Antonio Rizzo

Personal information
- Full name: Antonio Rizzo
- Date of birth: 28 March 1981 (age 45)
- Place of birth: Civitavecchia, Italy
- Height: 1.77 m (5 ft 10 in)
- Position: Right back

Youth career
- AS Roma

Senior career*
- Years: Team / Apps / (Gls)
- 2000–2003: Gubbio / 78 / (2)
- 2003–2005: Fiorentina / 7 / (0)
- 2004–2005: → Spezia (loan) / 33 / (0)
- 2005–2008: Perugia / 54 / (2)
- 2008–2011: Reggina / 0 / (0)
- 2008–2009: → Cremonese (loan) / 9 / (0)
- 2009–2010: → Ravenna (loan) / 32 / (0)
- 2011: Cosenza / 1 / (0)
- Total:  / 214 / (4)

= Antonio Rizzo (footballer) =

Italian footballer (born 1981)

Antonio Rizzo (born 28 March 1981) is an Italian former footballer who played as a defender.

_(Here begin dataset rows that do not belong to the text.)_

PR #921, opened 2023-11-29
api: add compose blueprint endpoint

amirfefer:
This adds a new endpoint for composing a blueprint.
path:`/experimental/blueprint/{id}/compose`
Added a FK for reference a blueprint in compose table

Versioning association if needed will be added as a follow-up
The compose's name needs to be generated, for now I used just blueprint's name (unify the blueprint's name with a sequence number?)

### DIFF
--- a/internal/db/db.go
+++ b/internal/db/db.go
@@ -37,6 +37,7 @@ type CloneEntry struct {
 
 type BlueprintEntry struct {
 	Id          uuid.UUID
+	VersionId   uuid.UUID
 	Version     int
 	Body        json.RawMessage
 	Name        string
@@ -44,7 +45,7 @@ type BlueprintEntry struct {
 }
 
 type DB interface {
-	InsertCompose(jobId uuid.UUID, accountNumber, email, orgId string, imageName *string, request json.RawMessage, clientId *string) error
+	InsertCompose(jobId uuid.UUID, accountNumber, email, orgId string, imageName *string, request json.RawMessage, clientId *string, blueprintVersionId *uuid.UUID) error
 	GetComposes(orgId string, since time.Duration, limit, offset int, ignoreImageTypes []string) ([]ComposeEntry, int, error)
 	GetCompose(jobId uuid.UUID, orgId string) (*ComposeEntry, error)
 	GetComposeImageType(jobId uuid.UUID, orgId string) (string, error)
@@ -62,8 +63,8 @@ type DB interface {
 
 const (
 	sqlInsertCompose = `
-		INSERT INTO composes(job_id, request, created_at, account_number, email, org_id, image_name, client_id)
-		VALUES ($1, $2, CURRENT_TIMESTAMP, $3, $4, $5, $6, $7)`
+		INSERT INTO composes(job_id, request, created_at, account_number, email, org_id, image_name, client_id, blueprint_version_id)
+		VALUES ($1, $2, CURRENT_TIMESTAMP, $3, $4, $5, $6, $7, $8)`
 
 	sqlGetComposes = `
 	        SELECT job_id, request, created_at, image_name, client_id
@@ -147,7 +148,7 @@ func InitDBConnectionPool(connStr string) (DB, error) {
 	return &dB{pool}, nil
 }
 
-func (db *dB) InsertCompose(jobId uuid.UUID, accountNumber, email, orgId string, imageName *string, request json.RawMessage, clientId *string) error {
+func (db *dB) InsertCompose(jobId uuid.UUID, accountNumber, email, orgId string, imageName *string, request json.RawMessage, clientId *string, blueprintVersionId *uuid.UUID) error {
 	ctx := context.Background()
 	conn, err := db.Pool.Acquire(ctx)
 	if err != nil {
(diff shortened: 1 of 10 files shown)


ezr-ondrej (commented):
We are going through the code and we've identified two major issues:
- In the database compose is referencing Blueprint id, but not specific version, but compose is build for version of blueprint
- We are building just one compose, but we should build one compose per provider
- + The return should return all of the new composes

Some minor findings
- We could refactor the handler to not copy the common funcionality, but use some common function instead
Nitpicks:
- the migration is missing an trailing line

That said, it would be nice to split the DB change so we can get that in first.
WDYT? :)

lzap:
FYI please rebase on top of https://github.com/osbuild/image-builder/pull/923 thanks.

ezr-ondrej:
Also I've justnoticed, there is a typo in the commit message /bluepreint/blueprint/

amirfefer:
@lzap , @ezr-ondrej 

rebased
used a common handler 
used uuid.nil for insertCompose

lzap (changes requested):
Just a small nitpick, great work. Thanks.

ezr-ondrej (dismissed):
Code looks good to me.
But few changes are needed:
* there is a typo in commit message
* there is a conflict

internal/v1/handler_blueprints.go
```diff
@@ -71,3 +72,38 @@ func (h *Handlers) CreateBlueprint(ctx echo.Context) error {
...
+	for _, imageRequest := range blueprint.ImageRequests {
+		composeRequest := ComposeRequest{
+			Customizations:   &blueprint.Customizations,
+			Distribution:     blueprint.Distribution,
+			ImageRequests:    []ImageRequest{imageRequest},
+			ImageName:        &blueprint.Name,
+			ImageDescription: &blueprint.Description,
+			ClientId:         &clientId,
+		}
+		composesResponse, err := h.handleCommonCompose(ctx, composeRequest, blueprintEntry.Id)
```
ezr-ondrej, line 101: We're passing the blueprint id here, should we pass version id instead?

Also adding a test for this handler could help.

amirfefer: indeed,  but we don't have the versioning implemented, right?

amirfefer:
@lzap, @ezr-ondrej  I found out that the `uuid.nil` fails on local DB tests:
```
violates foreign key constraint \"composes_blueprint_version_id_fkey\" (SQLSTATE 23503)
``` 
therefore, I changed the field to a pointer of UUID, and passed a `nil` instead.
Tests passed locally.

Also I rebased and fixed the typo in the commit message

internal/v1/handler_blueprints.go
ezr-ondrej: I'm not sure what you mean, but having corrupted data is definitelly wrong.
We do have versioning implemented to the level of having the first version of blueprint inserted.
We can easily adjust the BlueprintEntry to fetch that id as well.

amirfefer: I though that we want for wait a  bit until the versioning/editing will be implemented and than do a rebase, I didn't notice that the DB is already implemented. 

I added a `VersionId` field to `BlueprintEntry`, hopefully it answers this concern.

ezr-ondrej (approved):
Looks great to me, test verifying the pointer works as expected when provided with a value would be awesome, but I think there should not be an issue and I'm happy to add the test in a follow-up.

internal/db/db.go
```diff
@@ -37,14 +37,15 @@ type CloneEntry struct {
 
 type BlueprintEntry struct {
 	Id          uuid.UUID
+	VersionId   uuid.UUID
```
lzap, line 40: This column is NULLable, therefore you have to use pointer here:

https://github.com/osbuild/image-builder/blob/main/internal/db/migrations-tern/009_create_table_blueprint_versions.sql#L18C1-L18C117

Scanning a NULL value into non-pointer will lead to panic.

lzap (changes requested):
There is a bug, consider writing a test for this one.

This is what I expressed as a concern during our scrum last week and now I believe I understand the issue.

The `github.com/google/uuid` package is widely popular UUID package and it also implements a nullable type which is compatible with `database/sql` package from the standard library. The way it works in this SQL package is that each type must implement its own way of NULL values, typically via a `Valid` boolean field. This is pretty flexible and can be used for other values not just NULLs, but it sucks to work with.

Thing is, `image-builder` does not use `database/sql` but `pgx` and this driver handles NULL values in a different manner - by just using Go `nil`. This is more practical approach. You figured out that you have to use `nil` for NULLs and that is correct.

You can still use `uuid.Nil` with `pgx` like other code does in this repo, however, you are not storing a NULL value in a table, you are storing zero bytes (which is interpreted as not `Valid` value). Problem is, you cannot store this in a column that has UNIQUE constraint.

Hope this helps, please fix the bug and we are good.

internal/db/db.go
ezr-ondrej: I don't think the version can ever be nil :thinking: or can it?

ezr-ondrej: Oh, you're pointing to a Compose table, but this is a BlueprintEntry.
We do not  scan for the Compose blueprint_version_id column here, if I read correctly.

lzap (approved):
Correction: no problem there, that is a different table. Thanks @ezr-ondrej for pointing that out. I am good.

internal/v1/handler_blueprints.go
ezr-ondrej: Yup, that's perfect! :)

croissanne (approved):
neat, thank you!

Rizzo holds a certificate in youth coaching.

==Career==

===Early career===
Rizzo started his career at AS Roma. He joined Serie C2 side Gubbio in co-ownership deal. In summer 2003, he joined Serie B side Fiorentina who promoted from Serie C2 in co-ownership for €77,500 from Roma. In June 2004, Roma gave up the remain 50% registration rights to La Viola for free. La Viola loaned him to Serie C1 side Spezia, which he won Coppa Italia Serie C.

===Perugia===
In summer 2005, he joined Serie C1 side Perugia in co-ownership deal for a peppercorn of €500, but failed to play regularly in the first season. In June 2006 Perugia acquired all the rights. He signed a contract extension in April 2007 which last until June 2009.

===Reggina and loans===
In January 2008, he was signed by Serie A side Reggina but loaned back to Perugia. In summer 2008, he joined Cremonese of Lega Pro Prima Divisione. But in mid-season, he joined league rival Ravenna, swapped with Fabrizio Anzalone. In July 2009, he remained at Ravenna and joined with his Reggina "teammate" Tommaso Squillace and Josias Basso Lisboa on loan.

===Cosenza and retirement===
On 13 January 2011 Alessandro Bernardi moved to Reggio Calabria; Rizzo left for Cosenza as part of the deal. On 30 June 2012 he qualified as a youth coach.